**Directions:** Repeat the lines of the data exactly, from the first one through the one that contains "and the same".
--- Listed entries ---
PR #4073, opened 2020-05-27
[crypto] Signing based on LCS prefix, with less Sha3

huitseeker:
## *What this does*
TL;DR
Now, for a large class of structs, you get to write
```
        let hashable = MyNewStruct::new(x);
        let signature = private_key.sign(&hashable).expect("that should work");
```
and the same for verification. No `HashValue` involved.

This offers a new signing+verification api where the message, which formerly had to be a `sha3` `HashValue`, can now be any struct fulfilling a few trait bounds, namely:
- `libra_crypto::hash::CryptoHash`, ensuring there's a unique serialization prefix for that type,
- `serde::Serialize`, now ensuring there's a canonical byte representation for the object.

The signing and verification builds on these two items, but does *not* hash them, and rather passes the "right" bytes to dalek (which then Sha512-hashes them internally).

This builds on the *awesome* work in LCS +  `lcs::trace_name` tooling (see #3954 and #3845) that did not exist at the time the `HashValue` machinery was written (not to mention the `CryptoHasher` stuff). 

## *Why this is better*

No double hashing in signing / verification, massively more structs are signable / verifiable without writing a proxy method (e.g. see `RawTransaction::sign`) to hash & pass them off to signing. 

## *Why this is worse*
- breaking change, 

## *Tests & TODO*
- see small included unit tests.
  + `test_cryptohasher_salt_access`
  + `test_signature_verification_from_struct`
- we should continue guaranteeing that the only value that can pass a signature verification is the one that was used to produce it. There are still edge cases we have flagged (e.g. generics collapsing under the same prefix, versioning ..), though the current setup is a strict improvement on the extant.
- we can trigger both the derivation of `CryptoHasher` and `CryptoHash` under a single `derive` annotation. Do we still want to require `(CryptoHasher, LCSCryptoHash)` as we do now?
- ~~considering we don't exactly have a lot of distinct `Hasher` implementations, and that they're all macro-generated, do we still want a distinct machinery for `CryptoHash` and `CryptoHasher`, or can we collapse both under the same trait?~~ (see @matbd below: `CryptoHasher` has other uses)
- we should remove proxy methods for signing (see e.g. above),
- do we still need the manual `hash` macros?
- is `sign_arbitrary_message_for_testing` still relevant / useful? Or can we `NewType` the bytes that Move would want to sign for TR, thereby creating a trackable serialization name & opening access to the `sign(my_new_type)` api ?


crypto/crypto-derive/src/lib.rs
```diff
@@ -368,6 +368,11 @@ pub fn hasher_dispatch(input: TokenStream) -> TokenStream {
         }
 
         impl libra_crypto::hash::CryptoHasher for #hasher_name {
+            fn salt() -> std::borrow::Cow<'static, str> {
+                std::borrow::Cow::from(libra_crypto::_serde_name::trace_name::<#type_name #param>()
```
kchalkias, line 372: Where do we apply hashing in salts? This is required to ensure that no salt is the prefix of another salt.

crypto/crypto/src/hash.rs
```diff
@@ -442,6 +442,10 @@ pub trait CryptoHash {
 
 /// A trait for representing the state of a cryptographic hasher.
 pub trait CryptoHasher: Default + std::io::Write {
```
kchalkias, line 444: Not sure if w/o actual hashing happening, this should be still called a Hasher or CryptoSerializer or TypedSerializer.

crypto/crypto-derive/src/lib.rs
huitseeker: Yeah, we definitely need to enforce this in one way or another.

@matbd is this a guarantee we can enforce with tooling?

@sblackshear @davidiw How does the complexity increment from "pass these salt bytes and object bytes to EdDSA signing" to "pass these *hashed* bytes and object bytes to EdDSA signing" fare with our specification efforts?

crypto/crypto/src/hash.rs
huitseeker: The prime goal for `CryptoHasher` is to provide the `update`, `finish` functions of a real honest-to-god hasher, which is invoked when you call `<T as CryptoHash>.hash(self)`.

The fact I'm piggy-backing on it to add non-hashed functionality doesn't mean the structure's hashing purposes get invalidated :)

kchalkias: That’s true, but if we never sign hashes and this is only used for type-defined serialization, I don’t see why they should be called hashers vs typedLCS (and then we can use it for other purposes too where we specifically need LCS Serialization with type (domain separation) attached )

crypto/crypto/src/ed25519.rs
```diff
@@ -214,6 +218,21 @@ impl SigningKey for Ed25519PrivateKey {
     type VerifyingKeyMaterial = Ed25519PublicKey;
     type SignatureMaterial = Ed25519Signature;
 
+    fn sign<T: CryptoHash + Serialize>(
+        &self,
+        message: &T,
+    ) -> Result<Ed25519Signature, CryptoMaterialError> {
+        let mut bytes = Vec::<u8>::new();
+        bytes.extend_from_slice(&<T::Hasher as CryptoHasher>::salt().as_bytes());
```
valerini, line 226: The salt is an un-hashed type name? Shouldn't it be hashed here?

valerini: I guess, we want salts to be pre-hashed already, so we don't hash them over and over again...

BTW, if we had a suffix based separator (like the one we had before - something like $$$###LIBRA###$$$ that will clearly not be part of any type name) we might not need hashing of salts, they will be guaranteed to not be prefixes of each other. But we will loose the property of salts being of the same length in case we need it.

crypto/crypto-derive/src/lib.rs
matbd: Currently, the *salt* is defined as `format!("{}::{}", LIBRA_HASH_PREFIX, serde_name)`.
We seed the hashing using `sha3_256(salt)` to avoid worrying about prefix-collisions and offer a simplified programmer experience. (*seed* = obligatory first bytes to hash before any LCS payload).

@huitseeker I suspect you want to expose the seed here. The return type is likely to be `&'static [u8]` as we probably want to memoize the seed.

crypto/crypto/src/hash.rs
matbd: `CryptoHasher` is usable (and used) independently from LCS.

crypto/crypto/src/ed25519.rs
matbd: See my previous comment: I believe we should inject a fixed-length (i.e. hashed) seed here instead of the salt.

crypto/crypto/src/ed25519.rs
```diff
@@ -214,6 +218,21 @@ impl SigningKey for Ed25519PrivateKey {
...
+        let serialized_material =
+            lcs::to_bytes(&message).map_err(|_| CryptoMaterialError::SerializationError)?;
```
matbd, line 228: Please avoid memory allocations by using `lcs::serialize_into(..)` instead of `lcs:to_bytes(..)`.

crypto/crypto/src/multi_ed25519.rs
```diff
@@ -472,6 +493,19 @@ impl Signature for MultiEd25519Signature {
...
 
+    fn verify_struct_msg<T: CryptoHash + Serialize>(
+        &self,
+        message: &T,
+        public_key: &MultiEd25519PublicKey,
+    ) -> Result<()> {
+        let mut bytes = Vec::<u8>::new();
+        bytes.extend_from_slice(&<T as CryptoHash>::Hasher::salt().as_bytes());
+        let serialized_material =
+            lcs::to_bytes(&message).map_err(|_| CryptoMaterialError::SerializationError)?;
```
matbd, line 504: lcs::serialize_into

crypto/crypto/src/hash.rs
matbd: We could create a smaller trait (say `CryptoSeed`) but I'm not sure if it's worth the trouble.

crypto/crypto/src/ed25519.rs
matbd: The suffix of the salt is now a fixed prefix. It was never important for security as we were hashing the salt anyway (partly for performance reasons).

davidiw: on an unrelated note, this seems like we're creating to Vec<u8>

why not make it

```
let mut bytes = <T::Hasher as CryptoHasher>::salt().as_bytes();
```
or maybe appending an additional to_vec after that?

andll:
That's a bit large PR to review.
Right now we use signing like this:
```
        let transaction: RawTransaction;
        let key_pair: KeyPair<Ed25519PrivateKey, Ed25519PublicKey> = key.into();
        key_pair
            .sign_txn(transaction);
```
This PR would not change this code right? (If yes, then we are ok :D )

huitseeker:
A revision to expose a sha3-ed seed derived from the agreed upon salt is forthcoming, no need to spend too much time on review RN.

crypto/crypto/src/ed25519.rs
huitseeker: As argued (with a ton of sense) by @matbd, this now injects a 32-byte sha3-seed. And I added @davidiw 's `to_vec()`.

crypto/crypto-derive/src/lib.rs
huitseeker: Hashing of salts is [there](https://github.com/libra/libra/pull/4073/files#diff-7d2098dbb70aee9e033b266567340498R382-R392) and [there](https://github.com/libra/libra/pull/4073/files#diff-040d5f23675cd0d3adaa822575b670edR523-R529).

crypto/crypto-derive/src/lib.rs
```diff
@@ -368,6 +375,24 @@ pub fn hasher_dispatch(input: TokenStream) -> TokenStream {
         }
 
         impl libra_crypto::hash::CryptoHasher for #hasher_name {
+            fn seed() -> &'static [u8; 32] {
+                if let Some(seed_value) = #static_seed_name.get() {
```
matbd, line 379: Why not `get_or_init`?
https://docs.rs/once_cell/1.4.0/once_cell/sync/struct.OnceCell.html#method.get_or_init

crypto/crypto-derive/src/lib.rs
```diff
@@ -368,6 +375,24 @@ pub fn hasher_dispatch(input: TokenStream) -> TokenStream {
...
+                } else {
+                    use libra_crypto::_sha3::Hasher;
+
+                    let name = libra_crypto::_serde_name::trace_name::<#type_name #param>()
+                        .expect("The `CryptoHasher` macro only applies to structs and enums.").as_bytes();
+                    let salt: Vec<u8> = [libra_crypto::hash::LIBRA_HASH_PREFIX, name].concat();
+                    let mut sha3 = libra_crypto::_sha3::Sha3::v256();
+                    sha3.update(&salt);
+                    let mut output = [0u8; 32];
+                    sha3.finalize(&mut output);
```
matbd, line 390: This code is now duplicated in two places: here and in `DefaultHasher::new()`. I feel that we could avoid this and keep LIBRA_HASH_PREFIX `pub(crate)` simply by creating a utility function in `DefaultHasher`.

crypto/crypto-derive/src/lib.rs
huitseeker: :facepalm: ofc

crypto/crypto/src/hash.rs
```diff
@@ -103,15 +103,21 @@ use anyhow::{ensure, Error, Result};
...
+use once_cell::sync::{Lazy, OnceCell};
 #[cfg(any(test, feature = "fuzzing"))]
 use proptest_derive::Arbitrary;
 use rand::{rngs::OsRng, Rng};
 use serde::{de, ser};
 use std::{self, convert::AsRef, fmt, str::FromStr};
 use tiny_keccak::{Hasher, Sha3};
 
-pub(crate) const LIBRA_HASH_PREFIX: &[u8] = b"LIBRA::";
+/// A prefix used to begin the salt of every libra hashable structure. The salt
```
matbd, line 114: IHMO long explanations like this get out of sync too easily and are better grouped in one place.

crypto/crypto/src/hash.rs
```diff
@@ -506,6 +516,20 @@ macro_rules! define_hasher {
         }
 
         impl CryptoHasher for $hasher_type {
+            fn seed() -> &'static [u8;32] {
+                if let Some(seed_value) = $seed_name.get() {
```
matbd: `get_or_init`

crypto/crypto/src/hash.rs
```diff
@@ -506,6 +516,20 @@ macro_rules! define_hasher {
...
+                    seed_value
+                } else {
+                    let salt: Vec<u8> = [LIBRA_HASH_PREFIX, $salt].concat();
```
matbd, line 521: Although we are in the same file this time, I would still call into `Default::make_seed` or something like that.

crypto/crypto/src/lib.rs
```diff
@@ -22,8 +22,10 @@ mod unit_tests;
...
 pub use hash::HashValue;
 
-// Reexport once_cell and serde_name for use in CryptoHasher Derive implementation.
+// Reexport sha3, once_cell and serde_name for use in CryptoHasher Derive implementation.
 #[doc(hidden)]
 pub use once_cell as _once_cell;
 #[doc(hidden)]
 pub use serde_name as _serde_name;
+#[doc(hidden)]
+pub use tiny_keccak as _sha3;
```
matbd, line 31: looks like we could also avoid this?

matbd:
@huitseeker Thanks for the changes. I left a few style comments. (Sorry for the spam, I realize I should have grouped them by "starting a review")

crypto/crypto-derive/src/lib.rs
huitseeker: So, it's an excellent suggestion, and I have created a `DefaultHasher::prefixed_hash`, rather than touch `DefaultHasher::new()`.

I do not understand `DefaultHasher::new`, think it is seeding with a double sha-3 of the salt, and is therefore buggy as hell. @kchalkias @valerini @weilei0107 feel free to enlighten me.

matbd: Good catch! It totally looks like a bug due to the confusing name `HashValue::from_sha3_256`.

huitseeker: Thanks for your offline explanation, it seems the `DefaultHasher::new(typename)` is indeed OK, though cryptic.
https://github.com/libra/libra/blob/97c458e54545e01a7f04ee28ea27164368ea20ce/crypto/crypto/src/hash.rs#L484-L488

We start with 
`HashValue::from_sha3_256(&salt[..]) == seed`
then `state.update(seed)`

I think I'll tack on a couple additional commits that rename `from_sha3_256` and and just rephrase the existing `DefaultHasher::new()` in a hopefully more readable fashion.

huitseeker: Done! @davidiw I'd love your opinion on whether the last couple of commits in this PR are an improvement.

huitseeker:
Should we land this relatively soon, we can then start eradicating `private_key.sign_message(t.hash())` and replacing it with `private_key.sign(t)` wherever possible! (and same thing for verify of course).

crypto/crypto/Cargo.toml
```diff
@@ -52,7 +52,7 @@ serde_json = "1.0.53"
 default = ["std", "fiat_u64_backend"]
 assert-private-keys-not-cloneable = ["static_assertions"]
 cloneable-private-keys = []
-fuzzing = ["proptest", "proptest-derive", "cloneable-private-keys"]
+fuzzing = ["proptest", "proptest-derive", "cloneable-private-keys",]
```
matbd, line 55: remove?

crypto/crypto/src/hash.rs
```diff
@@ -457,6 +463,16 @@ pub struct DefaultHasher {
 }
 
 impl DefaultHasher {
+    #[doc(hidden)]
+    pub fn prefixed_hash(buffer: &[u8]) -> [u8; 32] {
```
matbd: FWIW I preferred a name like `make_seed` (because we are not returning a `HashValue` neither is the returned value useful in any other way).

crypto/crypto/src/ed25519.rs
```diff
@@ -214,6 +218,19 @@ impl SigningKey for Ed25519PrivateKey {
     type VerifyingKeyMaterial = Ed25519PublicKey;
     type SignatureMaterial = Ed25519Signature;
 
+    fn sign<T: CryptoHash + Serialize>(
+        &self,
+        message: &T,
+    ) -> Result<Ed25519Signature, CryptoMaterialError> {
+        let mut bytes = <T::Hasher as CryptoHasher>::seed().to_vec();
+        lcs::serialize_into(&mut bytes, &message)
+            .map_err(|_| CryptoMaterialError::SerializationError)?;
```
matbd, line 227: FYI in the rest of the codebase, we assume that LCS serialization into a vector never fails. (From the back of my mind, the only way it would fail is because of a non-supported type such as `char`, `f32`, `f64` or a clowny implementation of a `Serialize` trait for some user type.)

crypto/crypto/src/traits.rs
```diff
@@ -24,6 +24,8 @@ use thiserror::Error;
 #[derive(Clone, Debug, PartialEq, Eq, Error)]
 #[error("{:?}", self)]
 pub enum CryptoMaterialError {
+    /// Struct to be signed does not serialize correctly.
```
matbd, line 27: This should never happen.

aching:
@huitseeker, if this is a breaking change, can you please add the "breaking" label to this commit?

crypto/crypto/src/traits.rs
kchalkias: It can still happen if for example we try to serialize an array of 2^31+ elements. Let’s revisit that in an upcoming PR.

crypto/crypto/src/ed25519.rs
```diff
@@ -214,6 +218,19 @@ impl SigningKey for Ed25519PrivateKey {
     type VerifyingKeyMaterial = Ed25519PublicKey;
     type SignatureMaterial = Ed25519Signature;
 
+    fn sign<T: CryptoHash + Serialize>(
```
kchalkias, line 221: @huitseeker what happens if one invokes this accidentally with a bytes, actually Vec object, after they serialized the original struct.
It should be clear to devs that they don’t serialize the struct outside and this function takes as input the original object type. Maybe add some docs clarifying that.

huitseeker:
@aching It's not breaking. Strict addition in functionality.

crypto/crypto/src/hash.rs
huitseeker: The fact that this does not return a `HashValue` is inferrable from the type, but I'll add a docstring.

crypto/crypto/src/ed25519.rs
huitseeker: I'll let you and @kchalkias figure it out in a forthcoming PR, but I think that an arcane failure of `Serialization`, if it manifests as a signature failure, is sufficiently far from its root cause to warrant reporting on the error precisely, here.

crypto/crypto/src/traits.rs
huitseeker: See https://github.com/libra/libra/pull/4073#discussion_r433229305

crypto/crypto/src/ed25519.rs
huitseeker: The docstring is on the trait.

huitseeker:
@matbd @kchalkias This should be ready to go. As mentioned [above](https://github.com/libra/libra/pull/4073#issuecomment-636243078) I'll start working on a PR that changes all possible signing / verification behavior (`HashValue`-based) in favor of the new signing (`LCS`-based) asap, so that the sting of the breaking changes happens only once.

wrwg:
> Move prover errors are spurious here (changes in language are precisely a method renaming, and applied to an internal methods that's not exposed to the IR at that). /cc @wrwg @shazqadeer

Changes on the VM, specially if hashing is effected, can cause such errors. Could you run `UPBL=1 cargo test -p move-prover`? You need to have boogie and Z3 installed (at the right versions) and some env variables set. See move-prover/scripts for instructions. Note if you do not have those installed tests will silently pass but still fail in CI. Thanks!

huitseeker:
@wrwg There are no changes on the VM, hashing is not affected. The changes outside of the `crypto`   crate are limited to this single commit:
https://github.com/libra/libra/pull/4073/commits/2dd9b1deb7b7614e0d9df90f9395e103d5f93791

which changes the **name** of a function related to hashing, nothing else. No move-prover runs required.

davidiw:
Why isn't this a breaking change? Now when we sign messages, we don't hash with sha3. So a message signed with this branch is incompatible with the previous branch. Is my understanding incorrect?

kchalkias:
@davidiw the feature is introduced here, but not used yet. The next PR that will update everything to use this new logic and deprecate signing hashes will be a breaking change.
---
**Response:**
PR #4073, opened 2020-05-27
[crypto] Signing based on LCS prefix, with less Sha3

huitseeker:
## *What this does*
TL;DR
Now, for a large class of structs, you get to write
```
        let hashable = MyNewStruct::new(x);
        let signature = private_key.sign(&hashable).expect("that should work");
```
and the same for verification. No `HashValue` involved.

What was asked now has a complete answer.